The issue of payments of different types to members of local authorities requires quite a lot of attention. Clearly it becomes even more of an issue as the roles change, but it is not such a recent matter that members have taken decisions that have affected their careers very substantially by choosing to go down the route of public service. I do not oppose the principle that those who have been employed full-time, or pretty much full-time, should receive some sort of severance payment when that office comes to an end. However, the noble Lord limits the provision in a number of ways. First, it is limited to members holding certain positions. We discussed at earlier stages of the Bill the difficulty of those who chair, for instance, an overview and scrutiny committee being perceived as less important than those in an executive position. I would not like to see a severance scheme that did not allow for full consideration of the range of involvement in local government, although I appreciate that the amendment would not set up such a scheme but would provide a framework to enable a scheme to be drawn up.
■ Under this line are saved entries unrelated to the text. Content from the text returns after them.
PR #883, opened 2026-08-13
Disable SEI cosmos chain

0xh3rman:
Disables Sei Cosmos while preserving its Rust enum and database compatibility.

- Marks Sei variants with `#[typeshare(skip)]`, so generated iOS and Android enums no longer expose the discontinued chain while Core can still decode existing values.
- Adds one-time Android 85→86 and iOS database migrations using the raw `"sei"` identifier to transactionally remove chain references.
- Deletes wallets left without accounts through the normal wallet deletion flows, including private keys, preferences, and avatars. Multi-chain wallets remain.
- Keeps Sei EVM assets intact under the explicit `seievm` name.

The migration helpers accept a set of raw chain identifiers, providing a generic method to disable future chains without adding client enum cases or permanent runtime filtering.

Validated with the Android Store migration test and assembly, plus the iOS Store test suite.


DRadmir (commented):
@0xh3rman

Sei is only filtered in two places (allChains on iOS and available() on Android), but many places still use Chain.allCases / Chain.entries directly for example token search, transactions filter, contact chain select. So Sei can still appear there.

I suggest a different approach: add a "discontinued" flag to the chain config in core, and write a generic cleanup on each platform that runs on app start: for every discontinued chain it deletes accounts/addresses/nodes and disables assets. This cleanup is data-only, the schema does not change, so we don't need DB migrations at all.

We write this logic once, and next time we disable a chain it is only one flag in core no new migrations

Also, deleting accounts can leave a wallet with zero accounts

gemcoder21 (changes requested):
it should be generic solution, for any chain

android/data/services/store/src/androidTest/kotlin/com/gemwallet/android/service/store/Migration_85_86Test.kt
```diff
@@ -0,0 +1,126 @@
...
+                '0', 0.0,
+                '0', 0.0,
+                '0', 0.0,
+                '0', 0.0,
+                '0', 0.0,
+                '0', 0.0,
+                '0', 0.0,
+                1.0, 1, 1, 1, 0, 0
+            )
+            """.trimIndent()
```
gemcoder21: `.trimIndent()` why?

android/data/services/store/src/androidTest/kotlin/com/gemwallet/android/service/store/Migration_85_86Test.kt
```diff
@@ -0,0 +1,126 @@
...
+import com.gemwallet.android.data.service.store.database.GemDatabase
+import com.gemwallet.android.data.service.store.database.di.Migration_85_86
+import org.junit.Assert.assertEquals
+import org.junit.Before
+import org.junit.Rule
+import org.junit.Test
+import org.junit.runner.RunWith
+
+@RunWith(AndroidJUnit4::class)
+class Migration_85_86Test {
```
gemcoder21, line 18: just unit test to test removal of all references, make sure they are in the right order

0xh3rman:
@DRadmir we still need to have a place to filter `discontinued` flag and most chains are false, now we have a disabled chain config and replaces all the `Chain.allCases` with `Chain.enabled`

DRadmir (commented):
We delete wallets with raw SQL, but this skips the normal wallet delete flow (WalletService.delete on iOS, DeleteWalletImpl on Android). So for Sei-only wallets we leave data: private keys, wallet preferences, and the avatar too. Maybe we should delete these wallets through the normal wallet delete path?

Small thing: Chain::all() in Rust is not filtered, so core/backend still see Sei as enabled. Is that intended?

0xh3rman:
@DRadmir good suggestion, let me apply

gemcoder21 (changes requested):
This should handle removal of chain case on the clients, sei should be marked as skip generation for typeshare. Once user launches the app it removed any references of that chain once, and never checks inside the app

gemcoder21:
once that change is made, there is many others that does not need renaming or adjustments, less code and much more reliable and long term solution to remove any unused stuff.

android/data/services/store/src/main/kotlin/com/gemwallet/android/data/service/store/database/di/Migration_85_86.kt
```diff
@@ -0,0 +1,76 @@
...
+}
+
+internal data class MigrationStatement(
+    val sql: String,
+    val arguments: List<Any?>,
+) {
+    override fun toString(): String = "$sql | ${arguments.joinToString()}"
+}
+
+internal fun chainRemovalStatements(chain: String): List<MigrationStatement> {
```
gemcoder21: `chainRemovalStatements` move this to reusable function somewhere? so could be used in the future

ios/Packages/Store/Sources/Migrations.swift
```diff
@@ -23,6 +25,62 @@ struct Migrations {
         try? db.execute(sql: "DELETE FROM \(AssetRecord.databaseTableName) WHERE chain = ?", arguments: [chain])
     }
 
+    static func removeChains(_ db: Database, chains: Set<String>) throws {
```
gemcoder21: there is `clearChainData` - can you consolidate that? should we check if table exist first?

core/crates/gem_evm/src/uniswap/deployment/v4.rs
```diff
@@ -175,7 +175,7 @@ mod tests {
 
     #[test]
     fn test_deployment_addresses_are_checksummed() {
-        for chain in Chain::all() {
+        for chain in Chain::all_with_disabled() {
```
gemcoder21: can we remove `all_with_disabled`? just exclude sei in `all()`

0xh3rman:
close for now, too many conflicts and better re-impl with a clean state

PR #892, opened 2026-08-14
Derive current wallet instead of copying it into every screen

### LINKED ISSUE #833: Wallet state is copied into every screen instead of derived
Each screen keeps its own `var wallet` and updates it by hand from a separate `.onChange` observer. The rule for when a wallet change should re-scope the screen's queries versus just redraw it is rewritten in four view models, and all four versions differ:

```swift
// WalletSceneViewModel — diffs id, then value
if wallet.id != newWallet.id { refresh(for: newWallet) }
else if wallet != newWallet { wallet = newWallet }

// TransactionsViewModel — always full refresh
if let newWallet, wallet != newWallet { refresh(for: newWallet) }

// CollectionsViewable — value only, no id check
if let newWallet, wallet != newWallet {
    wallet = newWallet
    query.request = NFTRequest(walletId: newWallet.id, filter: .all)
}

// MainTabViewModel — no diff at all
wallet = newWallet
transactionsQuery.request.walletId = newWallet.id
```

The source they all read is only half observable, so renaming a wallet invalidates nothing:

```swift
var currentWallet: Wallet? {
    guard let currentWalletId else { return nil }           // observable
    return try? walletStore.getWallet(id: currentWalletId)  // plain read, not observed
}
```

A rename reaches the wallet tab only because closing the rename sheet happens to trigger a redraw that re-reads it.

Make the current wallet one derived value that screens read, so a rename propagates by itself and switching a wallet rebuilds the screen instead of being patched into it.

Entry points: `onChangeWallet`, `refresh(for:)`, `CollectionsViewable`, `WalletSessionService.currentWallet`.

DRadmir:
Current wallet is derived from a single source instead of being copied into every screen. Switching wallets rebuilds per-wallet screens automatically, and opening a push notification for another wallet now lands on the right screen reliably.

Closes #833


ios/Features/ManageWallets/Sources/ViewModels/WalletIDetailViewModel.swift
```diff
@@ -23,7 +23,7 @@ public final class WalletDetailViewModel {
     var isPresentingExportWallet: ExportWalletType?
 
     public let walletQuery: ObservableQuery<WalletRequest>
-    public var dbWallet: Wallet? {
+    public var dbWallet: Wallet {
```
gemcoder21:
```suggestion
    public var wallet: Wallet {
```

can we do this then?

gemcoder21 (approved):

PR #908, opened 2026-08-18
Refactor gem_evm and move bsc/monad/everstake code into their own crate

0xh3rman:


gemcoder21:
Let's re-open once Tempo is done and come back to this.

PR #931, opened 2026-08-20
Remove tag search from asset selection

DRadmir:
Removes search by tags. The row of tag chips is gone from the wallet search and from every asset picker — send, swap, buy, receive and manage assets.

Asset lists are untouched and keep working as before.

Simulator Screenshot - wt2 - 2026-08-20 at 15 33 34

Screenshot_1787211774


gemcoder21 (approved):

gemcoder21:
@DRadmir we might need those tags views for the explore / discover feature, so maybe some views ok to keep

PR #991, opened 2026-08-27
Add a Scan and Receive switcher to the wallet scanner

### LINKED ISSUE #913: Extend Scan to Support Receive

gemdev111:
The wallet scanner becomes a Scan | Receive switcher: scan a code or show your own QR from the same sheet. The Receive segment is the receive asset list - search, network filter, and recents - and picking an asset presents its QR on top, keyed per asset.

- Segmented Scan | Receive toggle on both platforms; ✕ closes the scanner, the QR sheet closes back to the list
- The scanner flow is locked to portrait on both platforms
- Receive filters and search reset when the scanner closes, so one session's filters don't leak into the next

Fixes along the way:

- Rotating the phone closed the Android scanner
- The iOS scanner started the camera during a SwiftUI view update
- Recents sheets flashed the empty state while closing (also fixes send and buy recents)

| | iOS | Android |
|---|---|---|
| Receive | ios-receive | android-receive |
| Asset QR | ios-qr | android-qr |

closes #913


ios/Gem/Types/ScanReceiveMode.swift
```diff
@@ -0,0 +1,8 @@
+// Copyright (c). Gem Wallet. All rights reserved.
+
+import Foundation
+
+enum ScanReceiveMode: CaseIterable, Sendable {
```
gemcoder21: move to primitives

ios/Gem/Types/ScanReceiveSheetType.swift
```diff
@@ -0,0 +1,15 @@
+// Copyright (c). Gem Wallet. All rights reserved.
+
+import Primitives
+
+enum ScanReceiveSheetType: Identifiable {
```
gemcoder21: `ScanReceiveSheetType` not needed?

gemcoder21 (approved):

Issue #855, opened 2026-08-08
Expand chain coverage for Relay swap


0xh3rman:
- [x] TRON
- [x] Solana
- [x] TON

gemcoder21:
@0xh3rman what other chains we should support for cross chain swaps via relay?

0xh3rman:
@gemcoder21 Solana might be a good option

gemcoder21:
@0xh3rman Tron, Solana, Ton is good to cover.

PR #994, opened 2026-08-28
Add TRON swap support to Relay

0xh3rman:
Part of https://github.com/gemwalletcom/wallet/issues/855, tested txs:
- TRX -> ETH (Arbitrum) https://relay.link/transaction/0x1787899730ecb52dcd86bed296d4a9e12b17e2d3e294fa3334e723db7d3171c1
- ETH -> TRX https://relay.link/transaction/0x17878998788ad729a333cb795b23db456583e10f5b05d39393a00ca9490df2d0
- xDAI -> Tron USDT https://relay.link/transaction/0x178790004872c7521dd42d0ceaef1fd32af1d077deb176f0b9199cba3a687f0d
- Tron USDT -> ETH https://relay.link/transaction/0x178790014863a7da20d2ff4d3e753607ca03c38ca116a4bc3fc4997724f66086

simulator_screenshot_995CCCEC-F236-4FF6-B221-6401D3B88E5C Simulator Screenshot - iPhone 17 Pro - 2026-08-28 at 15 51 44
simulator_screenshot_76C95D47-BE3C-48DC-94C5-CDCCFBBC83BF simulator_screenshot_0035C35A-400C-4AB1-B0A0-6DE411FC9E05


core/crates/primitives/src/contract_constants.rs
```diff
@@ -1,4 +1,5 @@
 pub const EVM_ZERO_ADDRESS: &str = "0x0000000000000000000000000000000000000000";
+pub const TRON_ZERO_ADDRESS: &str = "T9yD14Nj9j7xAB4dbGeiX9h8unkKHxuWwb";
```
gemcoder21: why this is called `TRON_ZERO_ADDRESS` ?

core/crates/swapper/src/relay/client.rs
```diff
@@ -35,3 +35,27 @@ where
         self.client.get("/chains").await.map_err(SwapperError::from)
     }
 }
+
+fn map_quote_error(error: ClientError) -> SwapperError {
```
gemcoder21: we need generic solution, to avoid mapping in every provider like this, need to have a way to map success model and error model, simple interface and reuse for all

gemcoder21 (approved):

core/crates/primitives/src/contract_constants.rs
0xh3rman: it's 0x41 prefix on twenty zero bytes, like the EVM zero address in base58 check, tronscan labels it as black hole address, let me change this

core/crates/swapper/src/swapper.rs
```diff
@@ -187,18 +199,55 @@ impl GemSwapper {
...
+                Err(error) => errors.push(error),
             }
         }
 
         Self::sort_quotes_by_output_amount(&mut quotes);
-        Ok(SwapQuotes { quotes, errors })
+        Ok((quotes, errors))
+    }
+
+    fn aggregate_quote_error(errors: Vec<(String, SwapperError)>) -> SwapperError {
```
gemcoder21: code smell? re-structure the code, something is wrong and we don't need to round up

core/crates/gem_client/src/types.rs
```diff
@@ -16,6 +16,15 @@ pub enum ClientError {
     Serialization(String),
 }
 
+impl ClientError {
+    pub fn decode_body<T: DeserializeOwned>(&self) -> Option<T> {
```
gemcoder21: can we make it easier to allow passing `T: DeserializeOwned` and then `E: DeserializeOwned` as error type? so it would fallback and tries to decode and error to cover this case?

core/crates/swapper/src/swapper.rs
0xh3rman: app shows "Use Minimum Amount  0.001885 ETH", the real amount is 0.0018854..., if user types `0.001885`, it still below the mininum amount,  need to round up in both android and ios side?

0xh3rman: removed

core/crates/gem_client/src/types.rs
0xh3rman: did some refactoring, now we have ext method to get_or_error if you need to pass an error type, also ClientError::Http body becomes generic

PR #996, opened 2026-08-28
Fix wallet creation and import on Android

DRadmir:
Creating or importing a wallet on Android stopped working for anyone who already had a wallet — the app failed with a "Password not found" error. The rule that decides when a new keystore password may be created was written for iOS, where all wallets share one password, and it does not fit Android, where every wallet has its own.

Each app now decides that for itself: Android creates a password for the new wallet as before, and iOS still refuses to replace the password that protects existing wallets.


gemcoder21 (approved):
Right fix, and in the right place.

The regression came from df70459470, which moved iOS's shared-password rule (can_create_password: no keystore wallet exists yet) into Core. Android gives every wallet its own password, so the second wallet arrived with create_if_missing = false and getPassword rethrew "Password not found".

Letting each adapter decide is the correct layering: the differing fact is the password model, which lives in the GemKeystorePassword implementation, not in the wallet list. Checking the keystore itself via has_stored_wallets is also stronger than the old wallet-list rule, and the password.isNotEmpty short-circuit keeps normal multi-wallet import on iOS working.

Two follow-ups, neither blocking: create_if_missing is now a literal true at its only call site and should leave the trait; and the new iOS test would be worth extending with a second import while the password is present, so a future reordering of that guard cannot pass silently.

gemcoder21:
Correction to my review: ignore the first follow-up. I said create_if_missing was a literal true at its only call site, but there are two — import_wallet passes true and setup_chains passes false, so the flag still carries a real distinction (importing may create a password; adding chains to an existing wallet must never). It stays. The second follow-up, extending the iOS test with an import while the password is present, still holds and I am adding it on main.

PR #1004, opened 2026-08-31
Fix Polkadot available balance

DRadmir:
Polkadot showed locked coins as spendable and hid spendable coins behind a large reserve: an account with everything locked by vesting offered its full balance to Max, while an account with 250 transferable DOT showed a zero balance and nothing to send.

The app now uses the transferable amount reported by the node, and locked coins stay visible in the total instead of disappearing.


core/crates/gem_polkadot/src/models/account.rs
```diff
@@ -1,13 +1,49 @@
...
+    fn test_deserialize_balance_info() {
+        let modern: PolkadotAccountBalance = serde_json::from_str(r#"{"nonce":"48","free":"31415926535","reserved":"0","frozen":"31415926535","transferable":"0"}"#).unwrap();
+
+        assert_eq!(modern.free, BigInt::from(31415926535_u64));
+        assert_eq!(modern.reserved, BigInt::from(0));
+        assert_eq!(modern.frozen, Some(BigInt::from(31415926535_u64)));
+        assert_eq!(modern.transferable, Some(BigInt::from(0)));
+        assert_eq!(modern.nonce, 48);
+
+        let old_runtime: PolkadotAccountBalance =
```
0xh3rman: do we really need to support old runtime? if not we can make the `PolkadotAccountBalance` code simpler by dropping Option<>

core/crates/gem_polkadot/src/models/account.rs
```diff
@@ -1,13 +1,49 @@
...
     pub reserved: BigInt,
+    #[serde(default, serialize_with = "serialize_option_bigint", deserialize_with = "deserialize_bigint_or_none")]
+    pub frozen: Option<BigInt>,
+    #[serde(default, serialize_with = "serialize_option_bigint", deserialize_with = "deserialize_bigint_or_none")]
+    pub transferable: Option<BigInt>,
     #[serde(deserialize_with = "deserialize_u64_from_str")]
     pub nonce: u64,
 }
+
+fn deserialize_bigint_or_none<'de, D>(deserializer: D) -> Result<Option<BigInt>, D::Error>
```
0xh3rman: this should be moved to shared place if we really need it

core/crates/gem_polkadot/src/models/account.rs
DRadmir: It is not about old runtime. Users can select a custom node, and older Sidecar versions return text like "frozen does not exist for this runtime" instead of a number. Without Option the whole response fails to parse and the balance stops updating. With Option we just use the fallback formula. So I would keep it.

0xh3rman: I remember we have some node check? if one node is old sidecar, we should probably reject adding it somehow?

core/crates/gem_polkadot/src/provider/balances_mapper.rs
```diff
@@ -1,32 +1,68 @@
 use crate::models::account::PolkadotAccountBalance;
-use num_bigint::BigUint;
+use num_bigint::{BigInt, BigUint};
 use primitives::{AssetBalance, Balance, Chain};
 
 pub fn map_coin_balance(balance: PolkadotAccountBalance) -> AssetBalance {
-    let available = std::cmp::max(&balance.free - &balance.reserved, num_bigint::BigInt::from(0));
+    let zero = BigInt::from(0);
+    let transferable = balance
```
0xh3rman: we can move this logic to `PolkadotAccountBalance`?

core/crates/gem_polkadot/src/provider/balances_mapper.rs
```diff
@@ -1,32 +1,68 @@
...
+        },
     )
 }
 
 #[cfg(test)]
 mod tests {
     use super::*;
 
+    fn account_balance(free: u64, reserved: u64, frozen: Option<u64>, transferable: Option<u64>) -> PolkadotAccountBalance {
+        PolkadotAccountBalance {
```
0xh3rman: this can be moved to testkit and mock_ prefix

Secondly, I do not know whether, in the noble Lord’s mind, the failure to be re-elected includes failure because of deciding not to re-stand. As I understand it—I may have got this a bit wrong; I hope that your Lordships will forgive me if I have, but the principle applies—the scheme that applies to Members of Parliament was changed when it became clear that some MPs, who did not want to continue but who did not want to lose out on the severance payment, stood in a hopeless seat. That is not a good situation to have. The scheme that has been worked up and which is likely to apply following the enactment of the Greater London Authority Bill extends beyond those who have failed to be re-elected in the normal sense of the word. Perhaps I should have put this in the first category, but there are also members who are re-elected as councillors but who do not go into the cabinet—they do not have an executive position.